They were the best beets I have ever tasted. She also does these carrots up with a tomato based
sauce and bottles them. They are so good.
 
I have done in previous years and also turned excess fruit into fruit leathers but this year my bad back and resulting mobility issues have meant that I have not made any at all sadly. I will have to wait until next summer before I'm able to again.
Sorry to hear that your back is still not doing well SatNav! How do you make your fruit leathers, do you have a dehydrator, or do you use some sort of sun drying method? Fruit leather is one of those things I would love to learn how to make.

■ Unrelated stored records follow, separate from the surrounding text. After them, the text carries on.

PR #788, opened 2021-12-21
Changes for async execution of OpenACC and OpenMP

iomaganaris:
Follows changes from https://github.com/BlueBrain/CoreNeuron/pull/725

### DIFF
--- a/src/codegen/codegen_acc_visitor.cpp
+++ b/src/codegen/codegen_acc_visitor.cpp
@@ -319,7 +319,7 @@ void CodegenAccVisitor::print_device_atomic_capture_annotation() const {
 
 void CodegenAccVisitor::print_device_stream_wait() const {
     printer->start_block("if(nt->compute_gpu)");
-    printer->add_line("nrn_pragma_acc(wait(nt->streams[nt->stream_id]))");
+    printer->add_line("nrn_pragma_acc(wait async(nt->streams[nt->stream_id]))");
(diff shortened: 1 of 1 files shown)


src/codegen/codegen_acc_visitor.cpp
```diff
@@ -265,53 +275,57 @@ std::string CodegenAccVisitor::get_variable_device_pointer(const std::string& va
...
-    printer->add_line("#pragma acc atomic capture");
+    printer->add_line("nrn_pragma_acc(atomic capture)");
+    printer->add_line("nrn_pragma_omp(atomic capture)");
 }
 
 
 void CodegenAccVisitor::print_device_stream_wait() const {
-    printer->add_line("#pragma acc wait(nt->stream_id)");
+    printer->start_block("if(nt->compute_gpu)");
+    printer->add_line("nrn_pragma_acc(wait async(nt->streams[nt->stream_id]))");
```
pramodk, line 320: @iomaganaris / @olupton: does`acc wait async(stream_id)` change any execution semantics here compared to previous `acc wait (stream_id)` ? 

> from what I read in the nvforum - “wait async” is used to create dependencies between different async queues. So if your parallel regions had different queue numbers, you add “wait(Q1) async(Q2)” where Q2 should wait for Q1 to finish before running.

1uc:
Timed out.

PR #791, opened 2021-12-23
Bug fix: Parameter updated in VERBATIM block shouldn't be const

pramodk:
* if PARAMETER variable of RANGE type is updated in VERBATIM
   block then it's write_count could be 0 even though it's
   updated in VERBATIM block
   - such variable can not be declared as `const` instance variable
   - one such example is https://github.com/nrnhines/tqperf/blob/master/mod/invlfire.mod
 * Codegen helper visitor now keep track of all symbols that
   are used in all verbatim blocks and the codegen visitor
   check this list before deciding if variable can be const or not.
   - note that variable could be read-only in verbatim block but
     currently we don't have robut C code analysis capability
     and it's not worth (yet)
 * this issue was encountered in https://github.com/BlueBrain/CoreNeuron/pull/701

### DIFF
--- a/test/unit/codegen/codegen_c_visitor.cpp
+++ b/test/unit/codegen/codegen_c_visitor.cpp
@@ -9,6 +9,7 @@
 
 #include "ast/program.hpp"
 #include "codegen/codegen_c_visitor.hpp"
+#include "codegen/codegen_helper_visitor.hpp"
 #include "parser/nmodl_driver.hpp"
 #include "test/unit/utils/test_utils.hpp"
 #include "visitors/symtab_visitor.hpp"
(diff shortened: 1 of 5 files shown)


test/unit/codegen/codegen_c_visitor.cpp
```diff
@@ -222,3 +222,48 @@ SCENARIO("Check instance variable definition order", "[codegen][var_order]") {
...
+            }
+        )";
+
+        THEN("Variable used in VERBATIM shouldn't be marked as const") {
+            std::stringstream ss;
+
+            /// parse mod file & print mechanism structure
+            const auto& ast = NmodlDriver().parse_string(nmodl_text);
+            auto cvisitor = create_c_visitor(ast, nmodl_text, ss);
+            cvisitor->print_mechanism_range_var_structure();
```
olupton, line 255: I think this is fine for now. Maybe if this file gets too repetitive then we could try something like
```c++
auto const reindented_generated_code = invoke_with_c_visitor([](auto& cvisitor) {
  cvisitor->print_mechanism_range_var_structure();
});
```
which would also handle the lifetime issues.

olupton (approved):

PR #798, opened 2022-01-12
Add a python binding for the parent pointer

ohm314:
The getter and setter methods are bound to a pybind11 property.


iomaganaris (approved):
LGTM :+1: 
Only suggestion is whether there can be a test added that uses this

PR #799, opened 2022-01-18
Support for BEFORE/AFTER blocks in code generation

pramodk:
* separate functions are generated for each before/after
       block just like other global functions init/state/current
* functions are then registed with coreneuron using `hoc_reg` api
* this will help to close BlueBrain/CoreNeuron/pull/748 and  neuronsimulator/nrn#1581
* there is no unit test but the code generation changes will be validated by integration test neuronsimulator/testcorenrn#8

### DIFF
--- a/src/codegen/codegen_c_visitor.cpp
+++ b/src/codegen/codegen_c_visitor.cpp
@@ -2124,7 +2124,7 @@ std::string CodegenCVisitor::conc_write_statement(const std::string& ion_name,
  * case we first update current mechanism's shadow vector and then add statement
  * to queue that will be used in reduction queue.
  */
-std::string CodegenCVisitor::process_shadow_update_statement(ShadowUseStatement& statement,
+std::string CodegenCVisitor::process_shadow_update_statement(const ShadowUseStatement& statement,
                                                              BlockType type) {
     // when there is no operator or rhs then that statement doesn't need shadow update
     if (statement.op.empty() && statement.rhs.empty()) {
@@ -2926,13 +2926,8 @@ void CodegenCVisitor::print_mechanism_register() {
 
     /// register all before/after blocks
     for (size_t i = 0; i < info.before_after_blocks.size(); i++) {
-        // \todo: mod2c/neuron implementation does some ion variable
-        // manipulation which is not clear and needs to be discussed/understood
-        // with Michael Hines:
-        // https://github.com/BlueBrain/mod2c/blob/4898ef45064804f9c7815765721d2b23b67e40b3/src/mod2c_core/nocpout.c#L1478
-
-        const auto& block = info.before_after_blocks[i];
         // register type and associated function name for the block
+        const auto& block = info.before_after_blocks[i];
         size_t register_type = get_register_type_for_ba_block(block);
         std::string function_name("nrn_before_after_{}"_format(i));
         printer->add_line("hoc_reg_ba(mech_type, {}, {});"_format(function_name, register_type));
@@ -3589,6 +3584,12 @@ void CodegenCVisitor::print_before_after_block(const ast::Block* node, size_t bl
     printer->add_line("double v = voltage[node_id];");
     print_v_unused();
 
+    // read ion statements
+    const auto& read_statements = ion_read_statements(BlockType::Equation);
+    for (auto& statement: read_statements) {
+        printer->add_line(statement);
+    }
+
     /// print main body
     std::shared_ptr<ast::BABlock> ba_block;
     if (node->is_before_block()) {
@@ -3599,6 +3600,13 @@ void CodegenCVisitor::print_before_after_block(const ast::Block* node, size_t bl
     printer->add_indent();
     ba_block->get_statement_block()->visit_children(*this);
     printer->add_newline();
+
+    // write ion statements
+    const auto& write_statements = ion_write_statements(BlockType::Equation);
+    for (auto& statement: write_statements) {
+        auto text = process_shadow_update_statement(statement, BlockType::Equation);
+        printer->add_line(text);
+    }
 
     /// loop end including data annotation block
     print_channel_iteration_block_end();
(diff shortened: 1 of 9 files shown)


nrnhines:
> there is no unit test but

My plan for neuronsimulator/nrn#1581 is to add a test that covers all the BEFORE/AFTER combinations for INITIAL, BREAKPOINT, SOLVE (and STEP)

nrnhines:
Note that the only BEFORE/AFTER combinations supported in classical NEURON are
```
nrnoc/fadvance.cpp:	nrn_ba(nth, AFTER_SOLVE);
nrnoc/fadvance.cpp:        nrn_ba(nrn_threads + i, BEFORE_INITIAL);
nrnoc/fadvance.cpp:        nrn_ba(nrn_threads + i, AFTER_INITIAL);
nrnoc/treeset.cpp:	nrn_ba(_nt, BEFORE_BREAKPOINT);
```
and
```
nrncvode/netcvode.cpp:	nrn_ba(nt, BEFORE_STEP);
```
I'm modifying the t9.mod file in nrntest/fast and that is a work in progress. But test.py
```
from neuron import h
s = h.Section()
s.insert("t9")
print("calling finitialize")
h.finitialize()
print("calling fadvance")
h.fadvance()
```
is printing
```
$ python test.py
calling finitialize
BEFORE INITIAL 1 20  0 0 t=0
INITIAL 1 21 0 0 t=0
AFTER INITIAL 1 22 0 0 t=0
BEFORE BREAKPOINT 1 24 1 0 t=0
BEFORE STEP t=0
calling fadvance
BEFORE BREAKPOINT 1 24 2 0 t=0.0125
PROCEDURE p (from SOLVE statement in BREAKPOINT) t=0.025
BREAKPOINT this model computes no current t=0.025
AFTER SOLVE 1 25 2 1 t=0.025
BEFORE STEP t=0.025
```
A proper test will need two mod files: with and without computation of current.

pramodk:
@nrnhines: do you plan to create test soon? Otherwise we can merge this PR as it passes existing modified Gfluct3.mod test in testcorenrn repository. And then we will have substantive test, we can check if any changes required in this nmodl.

nrnhines:
@pramodk 
> do you plan to create test soon

A few days. I'll merge now so it becomes easier to investigate the HNN model

nrnhines:
@pramodk 
A test of BEFORE and AFTER has been added to neuronsimulator/nrn/#1581

pramodk:
excellent! that helped me to catch some (easier) issues, I pushed 6d1af176320825405eb0353646c6bf22546ddbf4 to fix those. Test added in neuronsimulator/nrn/pull/1581 also passes using NMODL with this PR.

src/codegen/codegen_c_visitor.cpp
```diff
@@ -2737,6 +2737,45 @@ void CodegenCVisitor::print_global_variables_for_hoc() {
...
 }
 
+/**
+ * Return registration type for a given BEFORE/AFTER block
+ * /param block A BEFORE/AFTER block being registered
+ *
+ * Depending on a block type i.e. BEFORE or AFTER and also type
+ * of it's associated block i.e. BREAKPOINT, INITIAL, SOLVE and
+ * STEP, the registration type (as an integer) is calculated.
+ * These values are then interpreted by CoreNEURON internally.
```
olupton, line 2747: I guess this is OK for now, but in general it would be nicer if we generated more expressive code, e.g.
```c++
BlockType::BEFORE | BlockType::SOLVE
```
instead of `12`, and made sure that that compiled to the right thing on the [Core]NEURON side.

olupton (approved):
Code changes look reasonable to me

src/codegen/codegen_c_visitor.cpp
iomaganaris: I would create an issue about that and merge this PR if that's okay with you

iomaganaris (approved):
LGTM

src/codegen/codegen_c_visitor.cpp
iomaganaris: Done in: https://github.com/BlueBrain/nmodl/issues/802

pramodk: > I guess this is OK for now, but in general it would be nicer if we generated more expressive code,

good point!  Just to be sure, you meant hard-coded values of 10/20/1,2.... could be replaced with the enum usage like below:
```cpp
+/*
  * Depending on a block type i.e. BEFORE or AFTER and also type
  * of it's associated block i.e. BREAKPOINT, INITIAL, SOLVE and
  * STEP, the registration type (as an integer) is calculated.
  * These values are then interpreted by CoreNEURON internally.
  */
+enum BABlockTypeValues {
+    BREAKPOINT = 1,
+    SOLVE = 2,
+    INITIAL = 3,
+    STEP = 4,
+    BEFORE = 10,
+    AFTER = 20,
+};
+
+/**
+ * Return registration type for a given BEFORE/AFTER block
+ * /param block A BEFORE/AFTER block being registered
+ */
 static size_t get_register_type_for_ba_block(const ast::Block* block) {
     size_t register_type = 0;
     BAType ba_type;
     /// before block have value 10 and after block 20
     if (block->is_before_block()) {
-        register_type = 10;
+        register_type = BABlockTypeValues::BEFORE;
         ba_type =
             dynamic_cast<const ast::BeforeBlock*>(block)->get_bablock()->get_type()->get_value();
     } else {
-        register_type = 20;
+        register_type = BABlockTypeValues::AFTER;
...
```
that's all?

olupton: No; I meant that instead of NMODL generating code with magic numbers, it (c|sh)ould generate code with names. Then the mapping from names to numbers can happen in one place ([Core]NEURON) instead of being replicated in two places.

pramodk: Ah ok. I didn’t think much about it as changing API with mod2c in the middle is headache.

PR #800, opened 2022-01-18
Fixing \r as return char inside comments

alkino:
If a single line comment in a mod file is end by only \r (not \r\n or \n),
currently it breaks because until the next \r\n or \n everything is inside
the comment


iomaganaris (approved):
Line breaks are nasty things :stuck_out_tongue: 
LGTM :+1:

PR #804, opened 2022-01-27
Use non linear newton solver for sparse method

### LINKED ISSUE #801: Invalid sparse method
In this mod file: https://github.com/BlueBrain/nmodldb/blob/downloader/models/db/modeldb/239421/mod/cdp5.mod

We are working on purchasing a home this year and so I hope to be growing some of my own produce and canning it by next fall, if all goes according to plan. I really want to be as self sustaining as I can possibly be,
 
Here is Canada it is harvest time and everybody is making up their preserves.
Do you make your own jams or pickles? I have never made them but my sisters and
nieces always do up their this time of year and always have give me a few bottles.

If you do make your own preserves, what do you usually make up?
No, I have never done that. Making jams and jellies always seemed like so much work when you could get them in the store for little money. I don't really see it as being cost effective as we don't have many berries to pick here, you would have to pay someone to do that too...I picked a lot of wild blackberries as a kid though, and my mother made jellies and pies out of them. They were good.
 
Sorry to hear that your back is still not doing well SatNav! How do you make your fruit leathers, do you have a dehydrator, or do you use some sort of sun drying method? Fruit leather is one of those things I would love to learn how to make.

yes, we have an Excalibur dehydrator.
Fruit leathers are very simply to make. I don't have any real recipes as such, but if you want something that is slightly leathery and not brittle which is key you tend to need to add an apple or three to the flavouring which is how you stop them being brittle. We also have the proper teflex sheets to make them on and I always add the juice of 1/2 - 1 lemons (size dependent and also how likely the fruit is to decolour dependent - more lemon juice stops the colour from fading in things).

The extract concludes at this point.